PR #22, opened 2015-06-16
Handle systemd units better

dbnicholson:
[endlessm/eos-shell#5087]

### DIFF
--- a/debian/rules
+++ b/debian/rules
@@ -17,5 +17,9 @@ override_dh_auto_configure:
 override_dh_strip:
 	dh_strip --dbg-package=eos-updater-dbg
 
+# Don't start the services on install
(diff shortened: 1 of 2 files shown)


debian/rules
```diff
@@ -17,5 +17,9 @@ override_dh_auto_configure:
 override_dh_strip:
 	dh_strip --dbg-package=eos-updater-dbg
 
+# Don't start the services on install
+override_dh_systemd_start:
+	dh_systemd_start --no-start
```
sgnn7: @dbnicholson Why wouldn't we want to start the service on install even on converted systems?

cosimoc:
@sgnn7 Because on converted systems the service literally does nothing :)

PR #23, opened 2015-07-22
Makefile: Move to AM_DISTCHECK_CONFIGURE_FLAGS

ptomato:
Since automake 1.11.2 it is recommended that packages
use AM_DISTCHECK_CONFIGURE_FLAGS instead of
DISTCHECK_CONFIGURE_FLAGS as the latter is intended
to be a user variable.

[endlessm/eos-sdk#3303]


ptomato:
@smspillaz Still needs an Automake version bump to 1.11.2.

ptomato:
**CR pass**

PR #24, opened 2015-09-24
Disallow downgrades

jhiesey:
Report no updates are available if the "new" version doesn't
have a newer timestamp than the currently booted version.
This matches the behavior of "ostree admin upgrade", except
having an older version available isn't reported as an error.

If a downgrade is needed for testing,
"ostree admin upgrade --allow-downgrade" can be used.

[endlessm/eos-shell#2586]


jhiesey:
The associated issue is on the eos 2.5 milestone, so this doesn't need to be merged right away.

PR #26, opened 2016-02-05
Select OSTree branch at run-time based on product model

jprvita:
[endlessm/eos-shell#6079]

### DIFF
--- a/src/eos-updater-util.c
+++ b/src/eos-updater-util.c
@@ -170,7 +170,6 @@ eos_updater_resolve_upgrade (EosUpdater  *updater,
   gs_free gchar *baseurl = NULL;
   gs_free gchar *uri = NULL;
   gs_free gchar *query = NULL;
-  gs_unref_ptrarray GPtrArray *cur_deployments = NULL;
   gs_unref_object OstreeDeployment *merge_deployment = NULL;
   const gchar *osname;
   const gchar *booted;
--- a/src/eos-updater-util.c
+++ b/src/eos-updater-util.c
@@ -22,6 +22,7 @@
 
 #include "eos-updater-util.h"
 #include <ostree.h>
+#include <libsoup/soup.h>
 
 static const GDBusErrorEntry eos_updater_error_entries[] = {
   { EOS_UPDATER_ERROR_WRONG_STATE, "com.endlessm.Updater.Error.WrongState" }
@@ -106,6 +107,48 @@ eos_updater_local_repo (void)
   return ret;
 }
 
+static gchar *
+cleanstr (gchar *s)
+{
+  gchar *i, *j, *k;
+
+  if (!s)
+    return s;
+
+  for (i = s; *i; i++)
+    /* only allow printable */
+    if (*i < 32 || *i > 126)
+      for (j = i; *j; j++)
+        {
+          k = j + 1;
+          *j = *k;
+        }
+
+  return s;
+}
+
+static const gchar *BRANCHES_CONFIG_PATH = "eos-branch";
+static const gchar *DEFAULT_GROUP = "Default";
+static const gchar *OSTREE_REF_KEY = "OstreeRef";
+static const gchar *ON_HOLD_KEY = "OnHold";
+static const gchar *DT_COMPATIBLE = "/proc/device-tree/compatible";
+static const gchar *DMI_PATH = "/sys/class/dmi/id/";
+static const gchar *dmi_attributes[] =
+  {
+    "bios_date",
+    "bios_vendor",
+    "bios_version",
+    "board_name",
+    "board_vendor",
+    "board_version",
+    "chassis_vendor",
+    "chassis_version",
+    "product_name",
+    "product_version",
+    "sys_vendor",
+    NULL,
+  };
+
 gboolean
 eos_updater_resolve_upgrade (EosUpdater  *updater,
                              OstreeRepo *repo,
@@ -115,14 +158,28 @@ eos_updater_resolve_upgrade (EosUpdater  *updater,
                              GError    **error)
 {
   gboolean ret = FALSE;
+  guint status = 0;
   gs_free gchar *o_refspec = NULL;
   gs_free gchar *o_remote = NULL;
   gs_free gchar *o_ref = NULL;
+  gs_free gchar *vendor = NULL;
+  gs_free gchar *product = NULL;
+  gs_free gchar *p_id = NULL;
+  gs_free gchar *p_ref = NULL;
+  gs_free gchar *osgroup = NULL;
+  gs_free gchar *baseurl = NULL;
+  gs_free gchar *uri = NULL;
+  gs_free gchar *query = NULL;
   gs_unref_ptrarray GPtrArray *cur_deployments = NULL;
   gs_unref_object OstreeDeployment *merge_deployment = NULL;
   const gchar *osname;
   const gchar *booted;
   GKeyFile *origin;
+  GKeyFile *repo_config;
+  GHashTable *hw_descriptors = NULL;
+  gs_unref_object SoupSession *soup = NULL;
+  gs_unref_object SoupMessage *msg = NULL;
+  gs_unref_keyfile GKeyFile *bkf = NULL;
 
   OstreeSysroot *sysroot = ostree_sysroot_new_default ();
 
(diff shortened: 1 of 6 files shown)


dbnicholson:
To @ramcq's point about garbage in the DMI table, you can have a look at `g_utf8_validate ()` and possibly `g_utf8_normalize ()`. See https://developer.gnome.org/glib/stable/glib-Unicode-Manipulation.html.

dbnicholson:
So, I have a couple minor comments, but in general this looks good. However, we can't actually apply it as is since none of the ostree branches being specified actually exist. To get the code in, you may want to change the eos-updater-branches.conf if this PR to only have a commented out example.

src/eos-updater-util.c
```diff
@@ -154,14 +211,147 @@ eos_updater_resolve_upgrade (EosUpdater  *updater,
...
   if (booted_checksum)
     *booted_checksum = g_strdup (booted);
 
+  /* Get branch configuration data baseurl */
+  repo_config = ostree_repo_get_config (repo);
+  osgroup = g_strdup_printf ("remote \"%s\"", osname);
+  baseurl = g_key_file_get_string (repo_config, osgroup, "url", NULL);
+  if (!baseurl)
+    {
+      g_set_error (error, G_IO_ERROR, G_IO_ERROR_NOT_FOUND,
```
cosimoc: Can't you just let `g_key_file_get_string()` set the error?

src/eos-updater-util.c
```diff
@@ -154,14 +211,147 @@ eos_updater_resolve_upgrade (EosUpdater  *updater,
...
+                   "No url found for %s, cannot upgrade", osname);
+      goto out;
+    }
+
+  /* Get product identifier */
+  hw_descriptors = g_hash_table_new_full (g_str_hash, g_str_equal,
+                                          g_free, g_free);
+  if (g_file_test (DT_COMPATIBLE, G_FILE_TEST_EXISTS))
```
cosimoc: Instead of testing this beforehand, you could use `g_file_get_contents()` or `g_file_load_contents()` and fall back to x86 detection if that fails.

src/eos-updater-util.c
```diff
@@ -154,14 +211,147 @@ eos_updater_resolve_upgrade (EosUpdater  *updater,
...
+        {
+          gs_free gchar *path = NULL;
+          gs_unref_object GFile *fp = NULL;
+          gs_free gchar *fc = NULL;
+          gsize len;
+
+          path = g_strconcat (DMI_PATH, dmi_attributes[i], NULL);
+          fp = g_file_new_for_path (path);
+          if (g_file_load_contents (fp, NULL, &fc, &len, NULL, NULL))
+          {
```
cosimoc: Inconsistent indentation

data/eos-branch
```diff
@@ -0,0 +1,37 @@
+# Endless product-specific branches configuration
+#
+# Copyright (C) 2016 Endless Mobile Inc.
```
cosimoc: I don't think this necessarily needs the copyright - it's just a keyfile. But if it does, it should probably also mention the license.

src/eos-updater-util.c
```diff
@@ -154,14 +211,147 @@ eos_updater_resolve_upgrade (EosUpdater  *updater,
...
+  vendor = g_strdup (g_hash_table_lookup (hw_descriptors, "sys_vendor"));
+  product = g_strdup (g_hash_table_lookup (hw_descriptors, "product_name"));
+  p_id = g_strconcat (cleanstr (vendor), " ", cleanstr (product), NULL);
+  message ("Product group: %s", p_id);
+
+  /* Build the HTTP URI */
+  g_hash_table_insert (hw_descriptors, g_strdup ("ref"), g_strdup (o_ref));
+  g_hash_table_insert (hw_descriptors, g_strdup ("commit"), g_strdup (booted));
+  query = soup_form_encode_hash (hw_descriptors);
+  uri = g_strconcat (baseurl, "/", BRANCHES_CONFIG_PATH, "?", query, NULL);
```
cosimoc: I wonder if you couldn't use SoupURI here instead

src/eos-updater-util.c
```diff
@@ -154,14 +211,147 @@ eos_updater_resolve_upgrade (EosUpdater  *updater,
...
+  status = soup_session_send_message (soup, msg);
+  if (!SOUP_STATUS_IS_SUCCESSFUL (status))
+    {
+      g_set_error (error, G_IO_ERROR, G_IO_ERROR_HOST_NOT_FOUND,
+                   "Failed to download branch config data (HTTP %d),"
+                   " cannot upgrade", status);
+      goto out;
+    }
+
+  g_object_get (G_OBJECT (msg), "response-body", &msg_body, NULL);
```
cosimoc: There's no need to cast to `G_OBJECT()` because `g_object_get()` takes a `gpointer`. Also, pretty sure you need to free `msg_body` here.

src/eos-updater-util.c
```diff
@@ -154,14 +211,147 @@ eos_updater_resolve_upgrade (EosUpdater  *updater,
...
+  if (g_key_file_has_group (bkf, p_id))
+    {
+      if (g_key_file_get_boolean (bkf, p_id, ON_HOLD_KEY, NULL))
+        {
+          message ("Product is on hold, nothing to upgrade here");
+          ret = TRUE;
+          goto out;
+        }
+      p_ref = g_key_file_get_string (bkf, p_id, OSTREE_REF_KEY, NULL);
+      if (!p_ref)
```
cosimoc: Same as above - could probably just use the error that would be returned. You can use `g_prefix_error()` if really needed

src/eos-updater-util.c
```diff
@@ -154,14 +211,147 @@ eos_updater_resolve_upgrade (EosUpdater  *updater,
...
+    {
+      if (g_key_file_get_boolean (bkf, DEFAULT_GROUP, ON_HOLD_KEY, NULL))
+        {
+          message ("No product-specific configuration and %s is on hold, "
+                   "nothing to upgrade here", DEFAULT_GROUP);
+          ret = TRUE;
+          goto out;
+        }
+      p_ref = g_key_file_get_string (bkf, DEFAULT_GROUP, OSTREE_REF_KEY, NULL);
+      if (!p_ref)
```
cosimoc: Ditto

dbnicholson:
You should add `libsoup-2.4` to the `PKG_CHECK_MODULES([EOS_UPDATER]` setting in configure.ac. It might be pulled in implicitly, but it's best to be explicit here. Not sure if you need a specific version here or not.

src/eos-updater-util.c
```diff
@@ -106,6 +107,48 @@ eos_updater_local_repo (void)
...
+cleanstr (gchar *s)
+{
+  gchar *i, *j, *k;
+
+  if (!s)
+    return s;
+
+  for (i = s; *i; i++)
+    /* only allow printable */
+    if (*i < 32 || *i > 126)
```
cosimoc: Use `g_ascii_isprint()` or something like that?

src/eos-updater-util.c
dbnicholson: I looked at the `msg_body` case in the documentation. It should be freed automatically when `msg` goes away.

https://developer.gnome.org/libsoup/stable/SoupMessageBody.html#soup-message-body-free

cosimoc: True, but `g_object_get()` will copy it for you. If it's accessed directly like you suggest in another comment, it should not be necessary to free it.

dbnicholson: Ah, that makes sense. Thanks for the explanation.

data/eos-branch
jprvita: Actually, we shouldn't merge this file here, as it is going to live in eos-administration and be deployed by some jenkins+ansible magic (see endlessm/eos-shell#6417). But I'll take your point and remove the copyright notice there.

src/eos-updater-util.c
jprvita: I didn't look at what range does `g_ascii_isprint()` considers as printable chars, but many definitions of it I found in the web says DEL (127) is also part of the printable range, and we do not want that as part of our query/key. I like having it explicit in this case.

src/eos-updater-util.c
jprvita: Probably yes, I have no reason to set a custom message here.

src/eos-updater-util.c
jprvita: Ack.

src/eos-updater-util.c
jprvita: Ack

src/eos-updater-util.c
jprvita: Thanks for the catch, my editor is not properly configured for GNU coding style.

src/eos-updater-util.c
jprvita: I could, but I didn't see any clear advantage of one over the other when checking libsoup's API. Plus, I was put off of diving more into the differences by this comment in SoupURI's documentation:

> Many applications will not need to use SoupURI directly at all; on the client side, soup_message_new() takes a stringified URI (...)

Please alert me if we would be gaining something relevant by switching to SoupURI, as I'm not an experienced libsoup user, but if it is just a matter of preference I would rather keep it this way.

src/eos-updater-util.c
jprvita: In my initial attempt at this I was freeing `msg_body` and getting a double free crash, so I'm pretty sure it is not being copied.

src/eos-updater-util.c
jprvita: I personally think the current way is a bit easier to read, as I would have to move `fp` declaration out of the `if` branches and use separate variables for each branch, adding more lines to the already incredibly long list of local vars this function has. Do you think your suggestion has a performance or memory usage advantage comparing with the current proposal?

dbnicholson:
From my side, the only thing I'm still unsure of is the handling of the `upgrade_ref` out parameter and what happens in the `OnHold` case. I think the intention is that for `OnHold`, you return `TRUE`, but leave `upgrade_ref` set to `NULL`? Is that right? What is the caller supposed to do in this case? Because it appears that whenever `eos_updater_resolve_upgrade` returns `TRUE`, the callers continue on assuming everything's working.

src/eos-updater-util.c
cosimoc: No, just that I got into the habit of never doing test+read as a pattern, because it's racy. It doesn't matter for this file though.

src/eos-updater-util.c
cosimoc: That's OK if you don't want to change it. I was just trying to avoid the bare strconcat.

src/eos-updater-util.c
cosimoc: Looks to me like it should be copied: https://git.gnome.org/browse/libsoup/tree/libsoup/soup-message.c#n302
But again, should not matter if you follow @dbnicholson's suggestion.

jprvita:
@dbnicholson You're right about the `OnHold` case, thanks for catching that. I think I'm starting to get a bit myopic when looking at this code.

src/eos-updater-util.c
```diff
@@ -154,14 +210,141 @@ eos_updater_resolve_upgrade (EosUpdater  *updater,
...
+  g_hash_table_destroy (hw_descriptors);
+  message ("Branches configuration URI: %s", uri);
+
+  /* Download branch configuration data */
+  soup = soup_session_new ();
+  msg = soup_message_new ("GET", uri);
+  status = soup_session_send_message (soup, msg);
+  if (!SOUP_STATUS_IS_SUCCESSFUL (status))
+    {
+      g_set_error (error, G_IO_ERROR, G_IO_ERROR_HOST_NOT_FOUND,
```
cosimoc: Nitpick: `HOST_NOT_FOUND` does not always seem appropriate here. Consider using the generic `G_IO_ERROR_FAILED`

jprvita: Right, thanks for the suggestion.

dbnicholson:
@jprvita Just one last question about the default group name. Otherwise, I think this is OK.

PR #27, opened 2016-02-10
Shell/6079 debian

jprvita:
[endlessm/eos-shell#6079]


debian/control
```diff
@@ -17,7 +18,8 @@ Package: eos-updater
 Section: misc
 Architecture: any
 Depends: ${shlibs:Depends}, ${misc:Depends},
-	systemd (>= 200)
+	systemd (>= 200),
+	libsoup2.4-1
```
dbnicholson: You don't need this as `${shlibs:Depends}` will add this for you.

jprvita: Ok, tks!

* [What is expected]
All lines of the records containing "GPtrArray" should be shown.

* [Task solution]
-  gs_unref_ptrarray GPtrArray *cur_deployments = NULL;
   gs_unref_ptrarray GPtrArray *cur_deployments = NULL;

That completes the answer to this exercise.